Nothing in the listing may be skipped; repeat it all exactly.

━━━ DATASET ━━━

PR #2728, opened 2024-04-19
added user management cypress test

pnaik1:
Closes: https://issues.redhat.com/browse/RHOAIENG-3813
Closes: https://issues.redhat.com/browse/RHOAIENG-5310

## Description
added cypress test for user management

## How Has This Been Tested?
npm run test

## Request review criteria:

If you have UI changes: 

### DIFF
--- a/frontend/src/__tests__/cypress/cypress/e2e/userManagement/userManagement.cy.ts
+++ b/frontend/src/__tests__/cypress/cypress/e2e/userManagement/userManagement.cy.ts
@@ -1,0 +1,67 @@
+import { mockGroupSettings } from '~/__mocks__/mockGroupConfig';
+import { userManagement } from '~/__tests__/cypress/cypress/pages/userManagement';
+import { asProductAdminUser, asProjectAdminUser } from '~/__tests__/cypress/cypress/utils/users';
+import { pageNotfound } from '~/__tests__/cypress/cypress/pages/pageNotFound';
+
+it('Cluster settings should not be available for non product admins', () => {
+  asProjectAdminUser();
+  userManagement.visit(false);
+  pageNotfound.findPage().should('exist');
+  userManagement.findNavItem().should('not.exist');
+});
+
+describe('User Management', () => {
+  beforeEach(() => {
+    asProductAdminUser();
+    cy.interceptOdh('GET /api/groups-config', mockGroupSettings());
+    userManagement.visit();
+  });
+
+  it('Administrator group setting', () => {
+    const administratorGroupSection = userManagement.getAdministratorGroupSection();
+    userManagement.findSubmitButton().should('be.disabled');
+    administratorGroupSection.findChipItem(/^odh-admins$/).should('exist');
+    administratorGroupSection.shouldHaveAdministratorGroupInfo();
+    administratorGroupSection.clearMultiChipItem();
+    administratorGroupSection.selectMultiGroup('odh-admins');
+    administratorGroupSection.findMultiGroupInput().type('odh-admin');
+    administratorGroupSection.findMultiGroupOptions('odh-admins-1').click();
+    administratorGroupSection.removeChipItem('odh-admins');
+    administratorGroupSection.findChipItem(/^odh-admins$/).should('not.exist');
+    administratorGroupSection.removeChipItem('odh-admins-1');
+    administratorGroupSection.findErrorText().should('exist');
+    administratorGroupSection.findMultiGroupOptions('odh-admins').click();
+    administratorGroupSection.findErrorText().should('not.exist');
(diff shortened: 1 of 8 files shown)


frontend/src/__tests__/cypress/cypress/support/commands/odh.ts
```diff
@@ -57,6 +58,16 @@ declare global {
         response?: OdhResponse,
       ): Cypress.Chainable<null>;
 
+      interceptOdh(
+        type: 'GET /api/groups-config',
+        response?: OdhResponse<GroupsConfig>,
```
christianvogt, line 63: I think I made a mistake with the accelerator endpoints using `response?`. I believe responses should be required. Can you also update other 3.
```suggestion
        response: OdhResponse<GroupsConfig>,
```

frontend/src/__tests__/cypress/cypress/pages/userManagement.ts
```diff
@@ -0,0 +1,68 @@
...
+    return this.find().findByTestId('multi-group-selection').findByRole('option', { name });
+  }
+
+  private findChipGroup() {
+    return this.find().findByRole('list', { name: 'Chip group category' });
+  }
+
+  findChipItem() {
+    return this.findChipGroup().find('li');
+  }
```
christianvogt, line 27: This would be more useful as a parameterized function that attempts to locate the specific item by name. That way `exists` and `not.exists` checks can be chained.

frontend/src/__tests__/cypress/cypress/e2e/userManagement/userManagement.cy.ts
```diff
@@ -0,0 +1,51 @@
...
+    const userGroupSection = userManagement.getUserGroupSection();
+    userManagement.findSubmitButton().should('be.disabled');
+    userGroupSection.findErrorText().should('exist');
+    userGroupSection.selectMultiGroup('odh-admins');
+    userGroupSection.findMultiGroupOptions('system:authenticated').click();
+    userGroupSection.findChipItem('odh-admins').should('exist');
+    userGroupSection.removeChipItem('odh-admins');
+    userManagement.findSubmitButton().should('be.enabled');
+    userManagement.findSubmitButton().click();
+    cy.wait('@saveGroupSetting').then((interception) => {
```
manaswinidas, line 38: Is it possible to check whether the alert is visible after this `@saveGroupSetting` is successfully executed? I believe there should be something to check whether this operation is completed. Correct me if I'm wrong.

manaswinidas (changes requested):

frontend/src/__tests__/cypress/cypress/e2e/userManagement/userManagement.cy.ts
```diff
@@ -0,0 +1,62 @@
...
+  userManagement.visit(false);
+  pageNotfound.findPage().should('exist');
+  userManagement.findNavItem().should('not.exist');
+});
+
+describe('User Management', () => {
+  beforeEach(() => {
+    asProductAdminUser();
+    cy.interceptOdh('GET /api/groups-config', mockGroupSettings());
+    cy.interceptOdh('PUT /api/groups-config', mockGroupSettings()).as('saveGroupSetting');
```
andrewballantyne, line 17: you only use this in one test, is there a reason it's run before each?

frontend/src/__tests__/cypress/cypress/e2e/userManagement/userManagement.cy.ts
```diff
@@ -0,0 +1,62 @@
...
+    administratorGroupSection.findErrorText().should('exist');
+    administratorGroupSection.findMultiGroupOptions('odh-admins').click();
+    administratorGroupSection.findErrorText().should('not.exist');
+    userManagement.findSubmitButton().should('be.disabled');
+  });
+
+  it('User group setting', () => {
+    const userGroupSection = userManagement.getUserGroupSection();
+    userManagement.findSubmitButton().should('be.disabled');
+    userGroupSection.findErrorText().should('exist');
```
andrewballantyne, line 41: This is an invalid state -- which is fine to test, but you should test success states that the App goes through.

andrewballantyne (changes requested):
You stumbled upon an invalid state -- which IS possible for the page to load in that state. We should have a test for an invalid admin/allowed group to make sure the page is not submittable when loaded in that state.

However, your mock is starting in an invalid state, and I think you need to make it start in a valid state and then manipulate it into an invalid state (using props to the mock or modifying the mock after it is returned from the function).

andrewballantyne (approved):
Not quite what I asked for, but covers the needed tests.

━━━

FINISHED TASK -
PR #2728, opened 2024-04-19
added user management cypress test

pnaik1:
Closes: https://issues.redhat.com/browse/RHOAIENG-3813
Closes: https://issues.redhat.com/browse/RHOAIENG-5310

## Description
added cypress test for user management

## How Has This Been Tested?
npm run test

## Request review criteria:

If you have UI changes: 

### DIFF
--- a/frontend/src/__tests__/cypress/cypress/e2e/userManagement/userManagement.cy.ts
+++ b/frontend/src/__tests__/cypress/cypress/e2e/userManagement/userManagement.cy.ts
@@ -1,0 +1,67 @@
+import { mockGroupSettings } from '~/__mocks__/mockGroupConfig';
+import { userManagement } from '~/__tests__/cypress/cypress/pages/userManagement';
+import { asProductAdminUser, asProjectAdminUser } from '~/__tests__/cypress/cypress/utils/users';
+import { pageNotfound } from '~/__tests__/cypress/cypress/pages/pageNotFound';
+
+it('Cluster settings should not be available for non product admins', () => {
+  asProjectAdminUser();
+  userManagement.visit(false);
+  pageNotfound.findPage().should('exist');
+  userManagement.findNavItem().should('not.exist');
+});
+
+describe('User Management', () => {
+  beforeEach(() => {
+    asProductAdminUser();
+    cy.interceptOdh('GET /api/groups-config', mockGroupSettings());
+    userManagement.visit();
+  });
+
+  it('Administrator group setting', () => {
+    const administratorGroupSection = userManagement.getAdministratorGroupSection();
+    userManagement.findSubmitButton().should('be.disabled');
+    administratorGroupSection.findChipItem(/^odh-admins$/).should('exist');
+    administratorGroupSection.shouldHaveAdministratorGroupInfo();
+    administratorGroupSection.clearMultiChipItem();
+    administratorGroupSection.selectMultiGroup('odh-admins');
+    administratorGroupSection.findMultiGroupInput().type('odh-admin');
+    administratorGroupSection.findMultiGroupOptions('odh-admins-1').click();
+    administratorGroupSection.removeChipItem('odh-admins');
+    administratorGroupSection.findChipItem(/^odh-admins$/).should('not.exist');
+    administratorGroupSection.removeChipItem('odh-admins-1');
+    administratorGroupSection.findErrorText().should('exist');
+    administratorGroupSection.findMultiGroupOptions('odh-admins').click();
+    administratorGroupSection.findErrorText().should('not.exist');
(diff shortened: 1 of 8 files shown)


frontend/src/__tests__/cypress/cypress/support/commands/odh.ts
```diff
@@ -57,6 +58,16 @@ declare global {
         response?: OdhResponse,
       ): Cypress.Chainable<null>;
 
+      interceptOdh(
+        type: 'GET /api/groups-config',
+        response?: OdhResponse<GroupsConfig>,
```
christianvogt, line 63: I think I made a mistake with the accelerator endpoints using `response?`. I believe responses should be required. Can you also update other 3.
```suggestion
        response: OdhResponse<GroupsConfig>,
```

frontend/src/__tests__/cypress/cypress/pages/userManagement.ts
```diff
@@ -0,0 +1,68 @@
...
+    return this.find().findByTestId('multi-group-selection').findByRole('option', { name });
+  }
+
+  private findChipGroup() {
+    return this.find().findByRole('list', { name: 'Chip group category' });
+  }
+
+  findChipItem() {
+    return this.findChipGroup().find('li');
+  }
```
christianvogt, line 27: This would be more useful as a parameterized function that attempts to locate the specific item by name. That way `exists` and `not.exists` checks can be chained.

frontend/src/__tests__/cypress/cypress/e2e/userManagement/userManagement.cy.ts
```diff
@@ -0,0 +1,51 @@
...
+    const userGroupSection = userManagement.getUserGroupSection();
+    userManagement.findSubmitButton().should('be.disabled');
+    userGroupSection.findErrorText().should('exist');
+    userGroupSection.selectMultiGroup('odh-admins');
+    userGroupSection.findMultiGroupOptions('system:authenticated').click();
+    userGroupSection.findChipItem('odh-admins').should('exist');
+    userGroupSection.removeChipItem('odh-admins');
+    userManagement.findSubmitButton().should('be.enabled');
+    userManagement.findSubmitButton().click();
+    cy.wait('@saveGroupSetting').then((interception) => {
```
manaswinidas, line 38: Is it possible to check whether the alert is visible after this `@saveGroupSetting` is successfully executed? I believe there should be something to check whether this operation is completed. Correct me if I'm wrong.

manaswinidas (changes requested):

frontend/src/__tests__/cypress/cypress/e2e/userManagement/userManagement.cy.ts
```diff
@@ -0,0 +1,62 @@
...
+  userManagement.visit(false);
+  pageNotfound.findPage().should('exist');
+  userManagement.findNavItem().should('not.exist');
+});
+
+describe('User Management', () => {
+  beforeEach(() => {
+    asProductAdminUser();
+    cy.interceptOdh('GET /api/groups-config', mockGroupSettings());
+    cy.interceptOdh('PUT /api/groups-config', mockGroupSettings()).as('saveGroupSetting');
```
andrewballantyne, line 17: you only use this in one test, is there a reason it's run before each?

frontend/src/__tests__/cypress/cypress/e2e/userManagement/userManagement.cy.ts
```diff
@@ -0,0 +1,62 @@
...
+    administratorGroupSection.findErrorText().should('exist');
+    administratorGroupSection.findMultiGroupOptions('odh-admins').click();
+    administratorGroupSection.findErrorText().should('not.exist');
+    userManagement.findSubmitButton().should('be.disabled');
+  });
+
+  it('User group setting', () => {
+    const userGroupSection = userManagement.getUserGroupSection();
+    userManagement.findSubmitButton().should('be.disabled');
+    userGroupSection.findErrorText().should('exist');
```
andrewballantyne, line 41: This is an invalid state -- which is fine to test, but you should test success states that the App goes through.

andrewballantyne (changes requested):
You stumbled upon an invalid state -- which IS possible for the page to load in that state. We should have a test for an invalid admin/allowed group to make sure the page is not submittable when loaded in that state.

However, your mock is starting in an invalid state, and I think you need to make it start in a valid state and then manipulate it into an invalid state (using props to the mock or modifying the mock after it is returned from the function).

andrewballantyne (approved):
Not quite what I asked for, but covers the needed tests.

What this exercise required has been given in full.